Start of Block
PR #1077, opened 2022-08-24
Remove unused Rust sys crate, minor clean up

swernli:
This removes the Rust sys crate that wrapped the C++ runtime since it was no longer used. In addition, it moves some rustc flags configuration out of build scripts and into a repo-wide settings file, resolves a cargo warning by moving profile settings up to the root of the workspace, and cleans up a few leftover functions listed as dllexport in the runtime header files despite having no implementation.


kuzminrobin (approved):
I'm not familiar with this code base, but at a glance the description and the changes seem reasonable to me.
Approving to unblock, But I would recommend getting Cassandra's approval.

.cargo/config.toml
```diff
@@ -0,0 +1,5 @@
+[target.'cfg(target_os = "windows")']
+rustflags = ["-Clink-args=/guard:cf /DYNAMICBASE /CETCOMPAT"]
+
+[target.x86_64-pc-windows-msvc]
+rustflags = ["-Ctarget-feature=+crt-static"]
```
idavis, line 5: @swernli why are static link crt on windows?

src/Qir/Runtime/public/QirRuntime.hpp
```diff
@@ -61,12 +61,6 @@ extern "C"
     // Utils
     // ------------------------------------------------------------------------
 
-    // Allocate a block of memory on the heap.
-    QIR_SHARED_API char* __quantum__rt__heap_alloc(uint64_t size); // NOLINT
```
idavis, line 65: This change doesn't seem to be in line with the rest of the PR.

.cargo/config.toml
cgranade, line 5: Ah, this is a neat way to configure these flags! Do we need similar for other targets as well?

cgranade (approved):
LGTM! Just a minor question about non-Windows targets.

.cargo/config.toml
```diff
@@ -0,0 +1,5 @@
+[target.'cfg(target_os = "windows")']
+rustflags = ["-Clink-args=/guard:cf /DYNAMICBASE /CETCOMPAT"]
```
idavis, line 2: Isn't `/guard:cf /DYNAMICBASE /CETCOMPAT` msvc only?

.cargo/config.toml
swernli: Is the question why do it on Windows at all or why do it only on Windows (as in, we should do it for all platforms)? I think not depending on the client machine having the C runtime installed is good, but I only thought about and saw references to doing this on Windows. Do you thing we should do it more broadly or not do it all?

swernli: Good question, and relates to Ian's question above. I had only seen examples of doing this for Windows and hadn't considered we could just do it across all platforms.

.cargo/config.toml
swernli: those flags are respected by the linker that Rust invokes, such that when passed on Windows they have the desired effect. Rust either calls `lld-link.exe` or `link.exe` which both support these flags.

src/Qir/Runtime/public/QirRuntime.hpp
swernli: Yeah, it's not, but it's an annoying little thing that I missed more than a year ago and keep forgetting to fix. I felt it fit under the theme of "clean-up" but agree that it is not Rust related where every other change is. Should I separate it out to another PR?

.cargo/config.toml
cgranade: IIRC, `+crt-static` is a no-op on platforms that don't support static linking, such that it _should_ be safe to include it on all targets.

swernli: After some discussion, we landed at simplifying these flags here.

PR #1079, opened 2022-08-26
Q#-Runtime - Fullstate Simulator V1 Output Format

ScottCarda-MS:
1. Corrects the naming of `__quantum__rt__integer_record_output` to `__quantum__rt__int_record_output`.
2. Adds `__quantum__rt__message_record_output` along with associated string-escaping logic.
3. Changes the EntryPointOperationLoader to use the LLVM bitcode instead of the AST, because the bitcode has qir-specific changes to it that the AST does not.
4. Adds a QirFullStateExecutable constructor that accepts a QirExecutableRunner as an argument. This allows the service to create its own runner logic.


kuzminrobin (approved):

swernli (approved):

src/Qir/Tools/EntryPointOperationLoader.cs
```diff
@@ -3,92 +3,74 @@
...
-            if (!AssemblyLoader.LoadReferencedAssembly(assemblyFileInfo.FullName, out var compilation))
-            {
-                throw new ArgumentException("Unable to read the Q# syntax tree from the given DLL.");
-            }
-
-            return GenerateEntryPointOperations(compilation);
+            return module.Functions
+                .Where(f =>
+                    f.Attributes.ContainsKey(LlvmBindings.Values.FunctionAttributeIndex.Function)
+                    && f.Attributes[LlvmBindings.Values.FunctionAttributeIndex.Function].Any(a => a.Name == "InteropFriendly"))
```
swernli, line 30: Actually, I think this string needs to be `"EntryPoint"`

fedonman (approved):

ScottCarda-MS:
We are no longer pursuing this.

PR #1087, opened 2022-09-14
Replace C++ QIR Runtime with Rust QIR stdlib

swernli:
This change removes the C++ implementation for the QIR Runtime and replaces it with a Rust implementation of a QIR stdlib that matches the classical functionality exposed.

Previously, the C++ QIR Runtime was compiled into three dynamic libraries, `Microsoft.Quantum.Qir.Runtime`, `Microsoft.Quantum.Qir.QSharp.Foundation`, and `Microsoft.Quantum.Qir.QSharp.Core`, and the "core" library would load the simulator dll at runtime. With this change, these dynamic libraries are no longer shipped, and we instead build a single static library, `qir_stdlib`, that is linked into the simulator dynamic library, `Microsoft.Quantum.Simulator.Runtime`. This makes the full state simulator a "QIR Backend" which means it exposes the classical and quantum functions necessary to link in and execute a QIR program.

To help orient reviews of this rather large change, here are some key landmarks in the code:

- **src/Qir/Runtime** The existing C++ code is removed in favor of a single `stdlib` folder that implements the classical functions described in the QIR spec as a static library written in Rust. This includes unit tests for those functions.
- **src/Qir/Tools** The generation logic for a main.cpp to run a given QIR program is updated to remove the support for the C++ specific runtime elements (namely QIR Execution Context and IRuntimeDriver references) in favor of just an invocation of the entry point function. The QIR libraries are removed in favor of linking directly against the full state simulator as a QIR backend.
- **src/Qir/Tests** The C++ scenario tests that compile against QIR generated from Q# are adapted to the new library implementation, requiring the removal of any tests dependent on the internal C++ representations. Build infrastructure is updated to link against the full state simulator.
- **src/Simulation/Native** The full state simulator is adapted to statically link the `qir_stdlib` as a dependency and re-export the QIR classical library support. New QIR-compliant C-API is added to allow QIR programs to link directly against the quantum operations supported by the simulator without the need of an additional shim library.
- **src/Simulation/qdk_sim_rs** Cleanup to some Rust patterns to make clippy happy with the repo (not specific to the C++ -> Rust QIR transition, just minor general linter fixes).

NOTE: e2e builds will fail until a corresponding update is made to the e2e build script logic in order to build the QIR stdlib before the simulator to satisfy dependencies.


build/steps-init.yml
```diff
@@ -28,8 +28,8 @@ steps:
 
 - script: |
     rustup install nightly
-    rustup component add rustfmt clippy
-    rustup component add rustfmt clippy --toolchain nightly
+    rustup component add rustfmt clippy llvm-tools-preview
```
swernli, line 31: Add comment as to when llvm-tools-preview dependency can be removed.

build/steps-codecheck.yml
```diff
@@ -19,7 +19,7 @@ steps:
   displayName: "Install QIR Runtime Prerequisites"
   workingDirectory: $(System.DefaultWorkingDirectory)
 
-- pwsh: src/Qir/Runtime/build-qir-runtime.ps1
+- pwsh: src/Qir/Runtime/build-qir-stdlib.ps1
   displayName: "Build QIR Runtime"
```
swernli, line 23: Update display name to say "QIR stdlib"

build/test.ps1
```diff
@@ -43,8 +43,8 @@ function Test-One {
 Test-One '../Simulation.sln'
 
 if ($Env:ENABLE_QIRRUNTIME -ne "false") {
-    $qirRuntime = (Join-Path $PSScriptRoot "../src/Qir/Runtime")
-    & "$qirRuntime/test-qir-runtime.ps1"
+    $qirstdlib = (Join-Path $PSScriptRoot "../src/Qir/Runtime")
```
swernli, line 46: Use multiple arguments to `Join-Path` instead of explicit `/` in paths.

src/Simulation/Native/src/CMakeLists.txt
```diff
@@ -34,9 +34,40 @@ else(BUILD_SHARED_LIBS)
...
+    "-L${PROJECT_BINARY_DIR}/../../../Qir/drops/bin/$ENV{BUILD_PLATFORM}/native"
+    qir_stdlib
+    Ws2_32
+    Bcrypt
+    Userenv
+  )
+  # On Windows, use a .def file to force export stdlib functions from the static library.
+  target_sources(Microsoft.Quantum.Simulator.Runtime PUBLIC "${PROJECT_BINARY_DIR}/../../../Qir/drops/include/qir_stdlib.def")
+elseif (APPLE)
+  # On MacOS, use -force_load and explicit path to pull in entire contents of stdlib static archive.
```
swernli, line 51: Inlcude links for Windows, Mac, and Linux static linking strategies (flags definitions where available)

src/Simulation/Native/src/CMakeLists.txt
```diff
@@ -34,9 +34,40 @@ else(BUILD_SHARED_LIBS)
...
+  target_link_libraries(Microsoft.Quantum.Simulator.Runtime
+    "-Wl,-force_load,${PROJECT_BINARY_DIR}/../../../Qir/drops/bin/$ENV{BUILD_PLATFORM}/native/libqir_stdlib.a"
+    pthread
+    dl
+  )
+else()
+  # On Unix systems, use --whole-archive to to pull in entire contents of stdlib  static archive.
```
swernli, line 58: clarifiy that whole archive must be turned on and then off to avoid future gotcha.

src/Simulation/Native/build-native-simulator.ps1
```diff
@@ -3,6 +3,8 @@
 
 Write-Host "##[info]Build Native simulator for $Env:BUILD_CONFIGURATION"
 
+& (Join-Path $PSScriptRoot .. .. .. build set-env.ps1)
```
swernli, line 6: Move above line 4.

src/Qir/Runtime/stdlib/include/qir_stdlib.h
```diff
@@ -0,0 +1,230 @@
...
+{
+#endif
+
+    struct QirString;
+    struct QirArray;
+    struct QirCallable;
+    struct QirTuple;
+    struct QirBigInt;
+
+    enum PauliId : int8_t
```
swernli, line 23: Possibly redundant enum definition?

src/Qir/Runtime/stdlib/src/lib.rs
```diff
@@ -0,0 +1,126 @@
...
+unsafe fn update_counts<T>(raw_rc: *const T, update: i32, is_alias: bool) {
+    let mut remaining = update;
+    while remaining != 0 {
+        let rc = Rc::from_raw(raw_rc);
+        if remaining > 0 {
+            // Create and leak new instances to increment the count on the contained item.
+            if is_alias {
+                let _ = Weak::into_raw(Rc::downgrade(&rc));
+            } else {
+                let _ = Rc::into_raw(Rc::clone(&rc));
```
swernli, line 31: Are there reasons to considuer using `Arc` for atomics support; does it have weak references?

src/Qir/Runtime/stdlib/src/bigints.rs
```diff
@@ -0,0 +1,335 @@
...
+            let bigint_7 = __quantum__rt__bigint_shiftright(bigint_6, 3);
+            assert_eq!(*bigint_7, (21).try_into().unwrap());
+            __quantum__rt__bigint_update_reference_count(bigint_0, -1);
+            __quantum__rt__bigint_update_reference_count(bigint_1, -1);
+            __quantum__rt__bigint_update_reference_count(bigint_2, -1);
+            __quantum__rt__bigint_update_reference_count(bigint_3, -1);
+            __quantum__rt__bigint_update_reference_count(bigint_4, -1);
+            __quantum__rt__bigint_update_reference_count(bigint_5, -1);
+            __quantum__rt__bigint_update_reference_count(bigint_6, -1);
+            __quantum__rt__bigint_update_reference_count(bigint_7, -1);
```
swernli, line 314: Consider releaseing in reverse allocation order.

build/build.ps1
```diff
@@ -7,8 +7,8 @@ $ErrorActionPreference = 'Stop'
 $all_ok = $True
 
 if ($Env:ENABLE_QIRRUNTIME -ne "false") {
-    $qirRuntime = (Join-Path $PSScriptRoot "../src/Qir/Runtime")
-    & "$qirRuntime/build-qir-runtime.ps1"
+    $qirstdlib = (Join-Path $PSScriptRoot "../src/Qir/Runtime")
+    & "$qirstdlib/build-qir-stdlib.ps1"
```
kuzminrobin, line 11: (Feel free to ignore)
For the variables that contain the paths I prefer the name of the var to end with "Path" (and sometimes it really helps if the name ends with either "FilePath" or "DirPath").

build/steps-init.yml
```diff
@@ -28,8 +28,8 @@ steps:
...
+    rustup component add rustfmt clippy llvm-tools-preview --toolchain nightly
```
kuzminrobin, line 32: (Just curiosity, feel free to ignore)
What will be lost if the green line 31 (L31) is removed?

build/test.ps1
```diff
@@ -43,8 +43,8 @@ function Test-One {
...
+    & "$qirstdlib/test-qir-stdlib.ps1"
```
kuzminrobin, line 47: (Nit)
```suggestion
    $qirStdlib = (Join-Path $PSScriptRoot "../src/Qir/Runtime")
    & "$qirStdlib/test-qir-stdlib.ps1"
```

build/steps-init.yml
swernli: This is a quirk of rustup and cargo component installations. Rustup (the tool that handles installing Rust and related components) can install multiple "toolchains" (see https://rust-lang.github.io/rustup/concepts/toolchains.html), and components can be installed in each of those toolchains. The first part on L31 installs the components for the default toolchain, and the second line installs those same coponents for the "nightly" toolchain which includes additional Rust features that have not yet been fully stabilized in an official release.

src/Qir/Runtime/stdlib/src/callables.rs
```diff
@@ -0,0 +1,207 @@
...
+    let index = (if *call.is_adj.borrow() { 1 } else { 0 })
+        + (if *call.is_ctl.borrow() > 0 { 2 } else { 0 });
+
+    // Collect any nested controls into a single control list.
+    let mut args_copy: *mut *const Vec<u8> = std::ptr::null_mut();
+    if !args_tup.is_null() {
+        // Copy the tuple so we can potentially edit it.
+        args_copy = __quantum__rt__tuple_copy(args_tup.cast::<*const Vec<u8>>(), true);
+
+        if *call.is_ctl.borrow() > 0 {
```
cgranade, line 58: Ah, does `is_ctl` represent the number of controls? I may suggest a more descriptive name like `n_control_qubits`, then?

src/Qir/Runtime/stdlib/src/callables.rs
```diff
@@ -0,0 +1,207 @@
...
+            // to balance the decrement that will happen in the loop and at the end of invoking the callable
+            // to ensure the original, non-owned list does not get incorrectly cleaned up.
+            __quantum__rt__array_update_reference_count(*args_copy.cast::<*const QirArray>(), 1);
+
+            let mut ctl_count = *call.is_ctl.borrow();
+            while ctl_count > 1 {
+                let ctls = *args_copy.cast::<*const QirArray>();
+                let inner_tuple = *args_copy
+                    .cast::<*const QirArray>()
+                    .wrapping_add(1)
```
cgranade, line 69: Why is this a wrapping add?

src/Qir/Runtime/stdlib/src/callables.rs
```diff
@@ -0,0 +1,207 @@
...
+                    .cast::<*mut *const Vec<u8>>();
+                let inner_ctls = *inner_tuple.cast::<*const QirArray>();
```
cgranade, line 71: Can some of this code be abstracted into `unsafe` methods on `QirArray`?

src/Qir/Runtime/stdlib/src/output_recording.rs
```diff
@@ -0,0 +1,63 @@
...
+#[no_mangle]
+pub extern "C" fn __quantum__rt__bool_record_output(val: bool) {
+    println!("RESULT\t{}", val);
+}
+
+/// # Safety
+///
+/// This function should only be called with strings created by `__quantum__rt__string_*` functions.
+#[no_mangle]
+pub unsafe extern "C" fn __quantum__rt__message_record_output(str: *const CString) {
```
swernli, line 55: This adds the message output recording consistent with the in-progress updates from https://github.com/microsoft/qsharp-runtime/pull/1079

src/Qir/Runtime/stdlib/src/lib.rs
```diff
@@ -0,0 +1,126 @@
+// Copyright (c) Microsoft Corporation.
+// Licensed under the MIT License.
+#![deny(clippy::all, clippy::pedantic)]
```
cgranade, line 3: Are the other deny attributes needed given this at the crate level?

src/Qir/Runtime/stdlib/src/lib.rs
```diff
@@ -0,0 +1,126 @@
...
+pub unsafe extern "C" fn __quantum__rt__fail(str: *const CString) {
+    __quantum__rt__message(str);
+    panic!("{}", (*str).to_str().expect("Unable to convert string"));
+}
+
+/// # Safety
+///
+/// This function should only be called with a string created by `__quantum__rt__string_*` functions.
+#[no_mangle]
+pub unsafe extern "C" fn __quantum__rt__message(str: *const CString) {
```
cgranade, line 89: Is there any way for consumers to change the stream that gets used for these messages?

src/Qir/Runtime/stdlib/src/math.rs
```diff
@@ -0,0 +1,119 @@
+// Copyright (c) Microsoft Corporation.
+// Licensed under the MIT License.
+#![deny(clippy::all, clippy::pedantic)]
+
+// TODO: transition math functions to `__quantum__rt` once compiler support is ready.
```
cgranade, line 5: Is there an issue for this TODO to help indicate when the comment can be successfully resolved?

src/Qir/Runtime/stdlib/src/strings.rs
```diff
@@ -0,0 +1,407 @@
...
+use num_bigint::BigInt;
+use std::{
+    ffi::{CStr, CString},
+    os::raw::{c_char, c_double},
+    rc::Rc,
+};
+
+/// # Safety
+///
+/// This function should only be called with a valid, null-terminated, C-style string.
```
cgranade, line 16: Feels very funny somehow that, even in quantum, we're still carrying around C-style strings. Ah, well.

src/Qir/Runtime/test-qir-stdlib.ps1
```diff
@@ -0,0 +1,26 @@
+# Copyright (c) Microsoft Corporation. All rights reserved.
```
cgranade, line 1:
```suggestion
# Copyright (c) Microsoft Corporation.
```

src/Qir/Tests/QIR-dynamic/CMakeLists.txt
```diff
@@ -1,29 +1,22 @@
...
   target_source_from_qir(qir-dynamic-tests ${file})
 endforeach()
 
 target_link_libraries(qir-dynamic-tests PUBLIC
-  "-L${runtime_lib_path}"
-  -lMicrosoft.Quantum.Qir.Runtime
-  -lMicrosoft.Quantum.Qir.QSharp.Foundation
-  -lMicrosoft.Quantum.Qir.QSharp.Core
+  "-L${simulator_lib_path}"
+  -lMicrosoft.Quantum.Simulator.Runtime
```
cgranade, line 15: Goodness, how many times does CMake require duplicating this declaration?

src/Qir/Tools/Executable/QirFullStateExecutable.cs
```diff
@@ -21,17 +21,15 @@ public class QirFullStateExecutable : QirExecutable
         public override string DriverFileExtension => "cpp";
 
         public override IList<string> LinkLibraries => new List<string> {
-                "Microsoft.Quantum.Qir.Runtime",
-                "Microsoft.Quantum.Qir.QSharp.Foundation",
-                "Microsoft.Quantum.Qir.QSharp.Core"
+                "Microsoft.Quantum.Simulator.Runtime"
```
cgranade, line 24: Nit, but this should likely use next-line brace style.

src/Simulation/Native/build-native-simulator.ps1
```diff
@@ -1,6 +1,8 @@
 # Copyright (c) Microsoft Corporation. All rights reserved.
```
cgranade, line 1:
```suggestion
# Copyright (c) Microsoft Corporation.
```

src/Simulation/Native/src/simulator/qir.cpp
```diff
@@ -0,0 +1,504 @@
+// Copyright (c) Microsoft Corporation.
+// Licensed under the MIT License.
+
+/*=============================================================================
+    QIR assumes a single global execution context.
+    To support the dispatch over the qir-bridge, the clients must register their
+    Microsoft::Quantum::IRuntimeDriver* first.
```
cgranade, line 7: Is this still accurate?

src/Simulation/Native/src/simulator/qir.hpp
```diff
@@ -0,0 +1,117 @@
...
+// is a unique type in the QIR.
+
+class QUBIT;
+typedef intptr_t QubitIdType;
+
+class RESULT;
+
+struct QirRTuple
+{
+    PauliId pauli;
```
cgranade, line 36: Is the alignment / packing of this struct deterministic across platforms? More to the point, does the Rust side assume any specific layout for these structs?

src/Simulation/qdk_sim_rs/prerequisites.ps1
```diff
@@ -22,5 +22,5 @@ if (-not (Get-Command rustup -ErrorAction SilentlyContinue)) {
 # rustfmt and clippy is available.
 rustup install nightly
 rustup toolchain install nightly
-rustup component add rustfmt clippy
-rustup component add rustfmt clippy --toolchain nightly
+rustup component add rustfmt clippy llvm-tools-preview
```
cgranade, line 25: Are these needed by `qdk_sim_rs` as well now?

src/Qir/Runtime/stdlib/include/qir_stdlib.h
```diff
@@ -0,0 +1,230 @@
+// Copyright (c) Microsoft Corporation.
+// Licensed under the MIT License.
+
+#include <cstdint>
+
+#ifdef _WIN32
+#define QIR_SHARED_API __declspec(dllexport)
```
kuzminrobin, line 7: I have an impression that one more condition is missing, totally something like
```cpp
#ifdef _WIN32
#ifdef EXPORT_QIR_API
#define QIR_SHARED_API __declspec(dllexport)
#else
#define QIR_SHARED_API __declspec(dllimport)
#endif
#else
#define QIR_SHARED_API
#endif
```

src/Qir/Runtime/stdlib/include/qir_stdlib.h
```diff
@@ -0,0 +1,230 @@
...
+    enum PauliId : int8_t
+    {
+        PauliId_I = 0,
+        PauliId_X = 1,
+        PauliId_Z = 2,
+        PauliId_Y = 3,
+    };
+
+    typedef void (*t_CallableEntry)(QirTuple*, QirTuple*, QirTuple*);
+    typedef void (*t_CaptureCallback)(QirTuple*, int32_t);
```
End of Block
Problem to work on:
Your answer should be the lines above, from the line containing "src/Qir/Tools/Executable/QirFullStateExecutable.cs" up to and including the line containing "cgranade, line 25: Are", reproduced exactly and with nothing else.

Exercise response:
src/Qir/Tools/Executable/QirFullStateExecutable.cs
```diff
@@ -21,17 +21,15 @@ public class QirFullStateExecutable : QirExecutable
         public override string DriverFileExtension => "cpp";
 
         public override IList<string> LinkLibraries => new List<string> {
-                "Microsoft.Quantum.Qir.Runtime",
-                "Microsoft.Quantum.Qir.QSharp.Foundation",
-                "Microsoft.Quantum.Qir.QSharp.Core"
+                "Microsoft.Quantum.Simulator.Runtime"
```
cgranade, line 24: Nit, but this should likely use next-line brace style.

src/Simulation/Native/build-native-simulator.ps1
```diff
@@ -1,6 +1,8 @@
 # Copyright (c) Microsoft Corporation. All rights reserved.
```
cgranade, line 1:
```suggestion
# Copyright (c) Microsoft Corporation.
```

src/Simulation/Native/src/simulator/qir.cpp
```diff
@@ -0,0 +1,504 @@
+// Copyright (c) Microsoft Corporation.
+// Licensed under the MIT License.
+
+/*=============================================================================
+    QIR assumes a single global execution context.
+    To support the dispatch over the qir-bridge, the clients must register their
+    Microsoft::Quantum::IRuntimeDriver* first.
```
cgranade, line 7: Is this still accurate?

src/Simulation/Native/src/simulator/qir.hpp
```diff
@@ -0,0 +1,117 @@
...
+// is a unique type in the QIR.
+
+class QUBIT;
+typedef intptr_t QubitIdType;
+
+class RESULT;
+
+struct QirRTuple
+{
+    PauliId pauli;
```
cgranade, line 36: Is the alignment / packing of this struct deterministic across platforms? More to the point, does the Rust side assume any specific layout for these structs?

src/Simulation/qdk_sim_rs/prerequisites.ps1
```diff
@@ -22,5 +22,5 @@ if (-not (Get-Command rustup -ErrorAction SilentlyContinue)) {
 # rustfmt and clippy is available.
 rustup install nightly
 rustup toolchain install nightly
-rustup component add rustfmt clippy
-rustup component add rustfmt clippy --toolchain nightly
+rustup component add rustfmt clippy llvm-tools-preview
```
cgranade, line 25: Are these needed by `qdk_sim_rs` as well now?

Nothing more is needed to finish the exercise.